От ворот до крыльца дома, где жил Рафаэль Ангело, добрых пять минут езды. Деревянная табличка с вырезанной на ней надписью «КЛАДБИЩЕ» здорово меня смутила, но вдруг впереди показался дом – огромное деревянное здание с большими стеклянными панелями, в которых отражался лес у нас за спиной, – немногочисленные кирпичи в этой конструкции казались миражом, они будто плавали посреди леса, словно дом старался мимикрировать и слиться с окружающей средой.
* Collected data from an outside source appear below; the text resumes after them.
PR #357, opened 2023-09-06
[14.0][IMP] maintenance_plan: Create requests from a domain

etobella:
This PR Allows us to create several requests from a single plan using a domain to set several equipments.

For example, I create a plan for callibration of all the equipments for category Monitor. Then, at the specified time, for all the active monitors in my sistem, a callibration action will be generated.

### DIFF
--- a/maintenance_plan/models/maintenance_equipment.py
+++ b/maintenance_plan/models/maintenance_equipment.py
@@ -20,6 +20,10 @@ class MaintenanceEquipment(models.Model):
         string="Maintenance Plan Count",
         store=True,
     )
+    search_maintenance_plan_count = fields.Integer(
+        compute="_compute_search_maintenance_plan_count",
+        string="Maintenance All Plan Count",
+    )
     maintenance_team_required = fields.Boolean(compute="_compute_team_required")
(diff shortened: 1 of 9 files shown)


LoisRForgeFlow:
@etobella I think this can be included in the base maintenance_plan module, I don't see any problem for existing instalation, you can just not use the feature.

etobella:
Tests are :green_apple: @LoisRForgeFlow May I ask for your review?

LoisRForgeFlow (commented):
It is a really interesting improvement!

One suggestion to improve UX. What do you think about adding a computed field that links domain based plans with applicable equipments in a way that you can find from an equipment which plan would apply to it?

etobella:
It would be hard to manage it by a widget (problems with creation), but, I could do a button that opens all the plans of an equipment. WDYT?

LoisRForgeFlow:
> It would be hard to manage it by a widget (problems with creation), but, I could do a button that opens all the plans of an equipment. WDYT?

I think that would be great!

LoisRForgeFlow (approved):
LGTM!

PR #358, opened 2023-09-08
[14.0][ADD] maintenance_location

etobella:
This module allows to manage a hierarchy of locations for Maintenance

We are not reusing stock.locations as they have different levels


kluna1998 (approved):
LGTM!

Я вышла из машины, размяла ноги, чувствуя, как нарастает тревога – я не знала, как подступиться к Рафаэлю, мне нужна была помощь, но я не могла обратиться к Кэррику после ссоры.
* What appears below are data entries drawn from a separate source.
PR #360, opened 2023-09-23
[14.0][FIX] maintenance_plan: Use language on cron creation

etobella:
Without this change, we might have problems when creating the request as data might differ from what you write (for example, if we come from a copied record).

Issued is raised because cron are executed with no lang.

The problems comes from using a field that is translatable

### DIFF
--- a/maintenance_plan/models/maintenance_equipment.py
+++ b/maintenance_plan/models/maintenance_equipment.py
@@ -61,7 +61,11 @@ class MaintenanceEquipment(models.Model):
         if not team_id:
             team_id = request_model._get_default_team_id()
 
-        description = self.name if self else maintenance_plan.name
+        description = (
+            self.with_context(lang=self.env.user.lang).name
+            if self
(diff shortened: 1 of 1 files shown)


pedrobaeza:
It's weird to use sometimes the maintenance plan name and other times the equipment name.

etobella:
I understand your concerns, but it is already being used, I am not sure if we should change the behavior directly...

pedrobaeza:
Yes, I think it can be improved. Maybe a compose name between equipment name and a "suffix"?

etobella:
But the maintenance request final name will be as you ask:
`_("Preventive Maintenance (%s) - %s") % (kind, description)`
where kind is used to split the kind of preventive request we are setting.  And description will be the name.

pedrobaeza:
OK, as you prefer

mamcode (changes requested):
Looks good, thank you.

mamcode (approved):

– Кто будет говорить? – тихо спросила я. – Нам нужен план.

– Поздновато ты об этом вспомнила! – рявкнул он, избегая моего взгляда. Прямиком направился к двери и надавил кнопку звонка. Ох и упрям! Я бегом нагнала его, но дверь открылась прежде, чем я добежала.

На крыльце появился человек ростом примерно метр двадцать.

Он глянул на Кэррика, потом на меня:

– Ого, жизнь становится интересной. Заходите.

Раскрыл дверь шире и провел нас в свой дом.

Из просторного холла с деревянной лестницей мы прошли в кухню-гостиную, застекленную от пола до потолка – за высокими окнами красовался заросший сад, а дальше – дикий лес. Внутри вся отделка – из дерева разных пород, цветов и фактуры. Дом светлый, нарядный, очень современный – и с легким налетом безумия. Повсюду дети. От подростков до младенца в высоком стульчике, одни унаследовали карликовость, другие нет. Они рассыпались перед нами, когда мы вошли, и собрались за длинным деревянным столом у высоких тонированных окон. Ребята были с ног до головы перемазаны красками.

– Ясень, я просил тебя не есть краску, – сказал Рафаэль. – Липочка, дай одну кисточку Лавру. Груша, воду для мытья кисточек пить нельзя. Малышка Мирт создает свой шедевр. – Нам он пояснил: – У Мирт все выходит коричневым. Это, я считаю, талант.

Он указал на стену, где каждому ребенку отводился свой участок, – доля Мирт действительно была целиком закрашена коричневым.

– Вы всех детей назвали в честь деревьев! – сообразила я. Ясень, Груша, Бук, Лавр, Мирт, Лещина.

– Дзинь! – Он изобразил звонок, как в телеигре.

Мимо нас со смехом прошла женщина, принялась наводить порядок на столе.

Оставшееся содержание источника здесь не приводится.